Transcriptions are in Progress, requests open!
Index
- The Pot Cast
- Youngsang Cho 2023 JADAM lectures
- Breeder’s Syndicate
- Shaping Fire
- Future Cannabis Project
- Calyx & Crew Podcast
- Restore Hemp Archive
- Cornell SIPS
- Apogee Instruments
- Grow From Your Heart Podcast
Pending
- Requests Open!
Last updated 2023-06-12
Original Post:
So this is an idea that’s been floating around my head for a while. There’s tons of breeding info floating around in video or audio content, and for the vast majority of them the authors do not have transcriptions available. This is frustrating to me for many reasons: I don’t always want to watch or listen to learn, there’s lots of non-breeding-related chatter, I can’t easily reference or share the info within without having to scrub through it again, etc etc.

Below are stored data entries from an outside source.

PR #485, opened 2021-07-19
add support one or more property path (+)

patofp:
# Description

This PR adds support for one or more length property path. E.g:

```

SELECT ?s ?o
WHERE {
 ?s foaf:knows+ ?o .
}
```

## Type of change

- `bug` if it fixes a bug

### DIFF
--- a/modules/engine/src/main/scala/com/gsk/kg/engine/properties/FuncProperty.scala
+++ b/modules/engine/src/main/scala/com/gsk/kg/engine/properties/FuncProperty.scala
@@ -4,13 +4,8 @@ import cats.implicits.catsSyntaxEitherId
 import cats.syntax.either._
 
 import org.apache.spark.sql.DataFrame
-import org.apache.spark.sql.Encoder
 import org.apache.spark.sql.Row
-import org.apache.spark.sql.catalyst.encoders.RowEncoder
 import org.apache.spark.sql.functions._
-import org.apache.spark.sql.types.StringType
-import org.apache.spark.sql.types.StructField
-import org.apache.spark.sql.types.StructType
 
 import com.gsk.kg.engine.PropertyExpressionF.ColOrDf
 import com.gsk.kg.engine.functions.FuncForms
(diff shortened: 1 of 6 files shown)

Until the recent explosion of accessible deep learning AI, the options for transcribing this content were not great and usually paywalled. I’ll leave the nerdy stuff for the end of the post but I came across a pretty decent method of transcription and I’d love to share this with my fellow OGers.
So here’s the first transcript I’ve done of The Pot Cast’s Ep 50 with Ryan Lee/Chimera (pt. 1)

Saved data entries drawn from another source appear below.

PR #487, opened 2021-07-20
add support zero or more property path (*)

patofp:
# Description

This PR adds support for zero or more property path. E.g:

```

SELECT ?s ?o
WHERE {
 ?s foaf:knows* ?o .
}
```

## Type of change

- `bug` if it fixes a bug

Merge after #485

### DIFF
--- a/modules/engine/src/main/scala/com/gsk/kg/engine/properties/FuncProperty.scala
+++ b/modules/engine/src/main/scala/com/gsk/kg/engine/properties/FuncProperty.scala
@@ -3,12 +3,14 @@ package com.gsk.kg.engine.properties
 import cats.implicits.catsSyntaxEitherId
 import cats.syntax.either._
 
+import org.apache.spark.sql.Column
 import org.apache.spark.sql.DataFrame
 import org.apache.spark.sql.Row
 import org.apache.spark.sql.functions._
 
 import com.gsk.kg.engine.PropertyExpressionF.ColOrDf
 import com.gsk.kg.engine.functions.FuncForms
+import com.gsk.kg.engine.functions.Literals.nullLiteral
 import com.gsk.kg.sparqlparser.EngineError
 import com.gsk.kg.sparqlparser.Result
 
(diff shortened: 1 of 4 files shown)


modules/engine/src/main/scala/com/gsk/kg/engine/properties/FuncProperty.scala
```diff
@@ -181,6 +206,21 @@ object FuncProperty {
     }
   }
 
+  /** It returns a dataframe with all the vertex that points to itselft (0 length path), the predicate column will
```
pepegar, line 209:
```suggestion
  /** It returns a dataframe with all the vertices that point to itself (0 length path), the predicate column will
```

modules/engine/src/test/scala/com/gsk/kg/engine/compiler/PropertyPathsSpec.scala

I think the results are good enough. Obviously it’s not perfect, but it’s far better than nothing. I’d love to know what y’all think about this. Do you see yourself using this? Which podcasts or videos would you want transcribed?
Nerdy stuff
Quick preface that I am by no means an expert on anything related to this. I just find it fascinating and have been loving tinkering with anything that leverages GPU compute. I am a total casual when it comes to python (or any programming), DL AI, and everything in between. So, like the pastebin says this was made using Whisper (specfically, whisper-standalone-win) and I was able to transcribe the 2 hour podcast in 10 minutes with an RTX 3080 using the large model - not bad at all. Plus, the workflow with the standalone app is dead simple: grab the audio/video, run the command, wait, get the output.
I think there would be some value in creating a public repository of the transcriptions, similar to how open source projects handle translations. That way the info is easily indexed, and everyone can contribute corrections or additional transcriptions. It could even just all be straight up hosted on github with a Github Page frontend for browsing it. If there’s enough demand, I would be more than glad to get that set up to host all the requests you OGers want to see.
Additionally, I also came across this project which combines Whisper and pyannote-audio to split the transcription based on speakers. Then it generates a html site with the text, that follows along matched up with the video timestamps - very cool! I am new to jupyter notebooks so I struggled a bit but managed to get it working as a regular python script in windows. The workflow is super hacky and manual, plus the speaker identification is so-so. Something like this would be the endgame for the github repo idea I mentioned above.